Competition, page 86
Video Services, page 87
- *Staffs comment:*** We note your response to comment 20. In order to better understand the impact of cord-cutting upon overall revenue and RGU trends, please discuss the degree to which fluctuations in your HSD RGU figures can be attributed to retaining your own cord-cutters, adding new HSD customers, or a combination of both. Please also consider discussing new customer additions and churn trends for your HSD, Video, and Telephony services.
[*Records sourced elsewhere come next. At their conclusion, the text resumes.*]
PR #505, opened 2019-07-02
Allow customising which CRs are pre-deployed

benlangfeld:

Allow users to determine that certain CRDs should not be considered for pre-deploy. Our specific use-case is a variation on `CronJob` which we want to deploy only once our bare Pod deployment tasks (Rails migrations) have run.

**How is this accomplished?**

CRDs support an annotation which when set to any value other than `true` causes custom resources of that type not to be selected for pre-deploy.

**What could go wrong?**

Not sure.


benlangfeld:
A corporate CLA was just signed to cover this.

lib/kubernetes-deploy/kubernetes_resource/custom_resource_definition.rb
```diff
@@ -56,6 +56,11 @@ def prunable?
       prunable == "true"
     end
 
+    def predeployed?
+      predeployed = @definition.dig("metadata", "annotations", "kubernetes-deploy.shopify.io/predeployed")
+      predeployed.nil? || predeployed == "true"
```
dturn: `predeployed.downcase`

Should we raise if the value isn't in `nil, 'false', 'true'` ?

test/integration-serial/serial_deploy_test.rb
```diff
@@ -161,6 +161,24 @@ def test_crd_pruning
     wait_for_all_crd_deletion
   end
 
+  def test_custom_resources_predeployed
+    assert_deploy_success(deploy_fixtures("crd-predeploy", subset: %w(mail.yml things.yml widgets.yml)))
```
dturn: I'd prefer if you used the fixtures in `test/fixtures/crd` and added the annotations in the test, rather than create a new directory.

lib/kubernetes-deploy/kubernetes_resource/custom_resource_definition.rb
benlangfeld: We don't do any of that for `prunable`. Do you need those things implemented there too?

test/integration-serial/serial_deploy_test.rb
benlangfeld: Done.

lib/kubernetes-deploy/kubernetes_resource/custom_resource_definition.rb
dturn: Good point. Its probably a good idea to do it in both places, but I won't make it a blocker.

benlangfeld: `prunable` is explicitly documented as "any other value means false"; restricting to only `nil, 'false', 'true'` would be BC-breaking. I'm also not sure why we would want to be case insensitive.

dturn:
The CI failure is because the lint step can't check out code from remote repos, I'll need to dig into that. For now you can run `bundle exec rubocop`.

benlangfeld:
@dturn Resolved.

CHANGELOG.md
```diff
@@ -2,6 +2,7 @@
 
 *Enhancements*
 - Officially support Kubernetes 1.14 [#461](https://github.com/Shopify/kubernetes-deploy/pull/461)
+- Allow customising which custom resources are deployed in the pre-deploy phase.
```
timothysmith0609: Can you add a link to the PR here, please? I often find it helpful during releases when going over things in detail.

benlangfeld: Done

benlangfeld:
Could someone maybe trigger another CI run on this?

timothysmith0609:
CI on updated commit is all green (except for lint, as above)

benlangfeld:
@timothysmith0609 What lint issue?

```
{12:49}~/code/kubernetes-deploy:crd-select-predeploy ✓ [2.5.0]
➭ be rubocop
.rubocop-http---shopify-github-io-ruby-style-guide-rubocop-yml: Style/RedundantSortBy has the wrong namespace - should be Performance
.rubocop-http---shopify-github-io-ruby-style-guide-rubocop-yml: Style/Sample has the wrong namespace - should be Performance
Warning: unrecognized cop Layout/IndentFirstArgument found in .rubocop-http---shopify-github-io-ruby-style-guide-rubocop-yml
Warning: unrecognized cop Layout/IndentFirstArrayElement found in .rubocop-http---shopify-github-io-ruby-style-guide-rubocop-yml
Warning: unrecognized cop Layout/IndentFirstHashElement found in .rubocop-http---shopify-github-io-ruby-style-guide-rubocop-yml
Warning: unrecognized cop Style/Strip found in .rubocop-http---shopify-github-io-ruby-style-guide-rubocop-yml
Warning: unrecognized cop Sorbet/ConstantsFromStrings found in .rubocop.yml
Warning: unrecognized cop Layout/IndentFirstArgument found in .rubocop.yml
Warning: unrecognized cop Layout/IndentFirstArrayElement found in .rubocop.yml
Warning: unrecognized cop Layout/IndentFirstHashElement found in .rubocop.yml
Warning: unrecognized cop Style/Strip found in .rubocop.yml
Inspecting 112 files
................................................................................................................

112 files inspected, no offenses detected
```

benlangfeld:
Thank you @dturn ! Do you have an estimate for when this might make it into a release?

timothysmith0609:
>@timothysmith0609 What lint issue? 

Just the fact that lint for external contrib is broken in our CI, not that there was an actual lint error in the code

dturn:
> Do you have an estimate for when this might make it into a release?

We're going to try and release 0.26.5 today.

Issue #483, opened 2019-05-15
Service assumes pod selector is in sync with deployment's labels.


dturn:
# Bug report

The service class checks that a Service's selector matches pod since failing to do so is likely a bad spec. However, there is a cases where 0 pods is ok, e.g. when the deployment that the service is fronting is scaled down to zero. 

Currently, if the pods selector matches multiple deployments, we assume that the 0 case is wrong. However, the multiple deployments might not use the same selector to select their pods.  We likely need to better filter deployments when multiple match.

https://github.com/Shopify/kubernetes-deploy/blob/master/lib/kubernetes-deploy/kubernetes_resource/service.rb#L8-L10

**Expected behavior:** 

I _think_ that we actually need to fetch the selector from each deployment to find linked pods.

```
➜  k8s-template-validator git:(resource-format) ✗ k --context XXX -n XXX describe service 
web-perf  

Name:                     web-perf
...
Selector:                 app=web-perf,name=web-perf
```

```
➜  kubernetes-deploy git:(master) ✗ k --context XXX -n XXX get deployment -lname=web-perf,app=web-perf

NAME            DESIRED   CURRENT   UP-TO-DATE   AVAILABLE   AGE
web-perf        0         0         0            0           1y
web-perf-ht     1         1         1            1           2h
web-perf-noht   1         1         1            1           2h
```

```
 k --context XXX -n XXX get pod  -lapp=web-perf 

NAME                            READY   STATUS    RESTARTS   AGE
web-perf-ht-6695bfb76c-btc88    2/2     Running   0          2h
web-perf-noht-754597c64-4bdbv   2/2     Running   0          2h


k --context XXX -nXXX get pod  -lapp=web-perf,name=web-perf

No resources found.
```

```
apiVersion: extensions/v1beta1
kind: Deployment
metadata:
  labels:
    app: web-perf
    name: web-perf
    run: web-perf
  name: web-perf-noht
...
  template:
    metadata:
      labels:
        app: web-perf
        name: web-perf-noht
        run: web-perf
```

Steps to reproduce
1. Make a service and deployment that has replicas 0 and the labels are different form its pods labels
2. Run a deploy
3. Deploy will fail because no deployments will be found and therefore no healthy pods will be found

PR #509, opened 2019-07-03
change logic for services backed by multiple deployments

dwradcliffe:
Attempt to fix https://github.com/Shopify/kubernetes-deploy/issues/483

**How is this accomplished?**
Change the logic for related deployments to sum the replicas instead of bailing if there are more than one.

**What could go wrong?**
...

### DIFF
--- a/.rubocop.yml
+++ b/.rubocop.yml
@@ -11,3 +11,7 @@ Naming/FileName:
 
 Sorbet/ConstantsFromStrings:
   Enabled: false
+
+Layout/Tab:
+  Exclude:
+    - test/integration/kubernetes_deploy_test.rb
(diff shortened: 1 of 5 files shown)


dturn:
> Attempt to fix #483

This PR as is part of the fix, but still doesn't address, fix the issue the assumption that the service's pod's selectors are being used to match deployments too.

KnVerey:
CI is complaining with `NoMethodError: undefined method `sum' for []:Array`. That's because we still officially support [ruby 2.3.3](https://github.com/Shopify/kubernetes-deploy/blob/master/kubernetes-deploy.gemspec#L25). I think we can change that, given that that version is [past EOL](https://www.ruby-lang.org/en/news/2019/03/31/support-of-ruby-2-3-has-ended/).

**Response:**** The Company acknowledges the Staffs comment and respectfully advises that the Company discloses in the Registration Statement (on page 2 and elsewhere) that it believes that HSD represents the greatest opportunity to drive increased profitability across its residential and business markets. However, the Company does not maintain data related specifically to cord-cutting and believes that to do so would be impracticable as it is not always possible to determine the precise reason a customer may obtain services or terminate services. The Company is aware of, and closely monitors, industry reports that have observed decreasing demand for Video services and increasing demand for HSD services and believes that its customers generally follow these industry-wide trends with respect to cord-cutting. Accordingly, the Company is unable to determine the specific impact that cord-cutting has had on its overall revenue and RGU trends or fluctuations in HSD RGUs. In response to the Staffs comment, the Company has enhanced the disclosure on page 17 and 95.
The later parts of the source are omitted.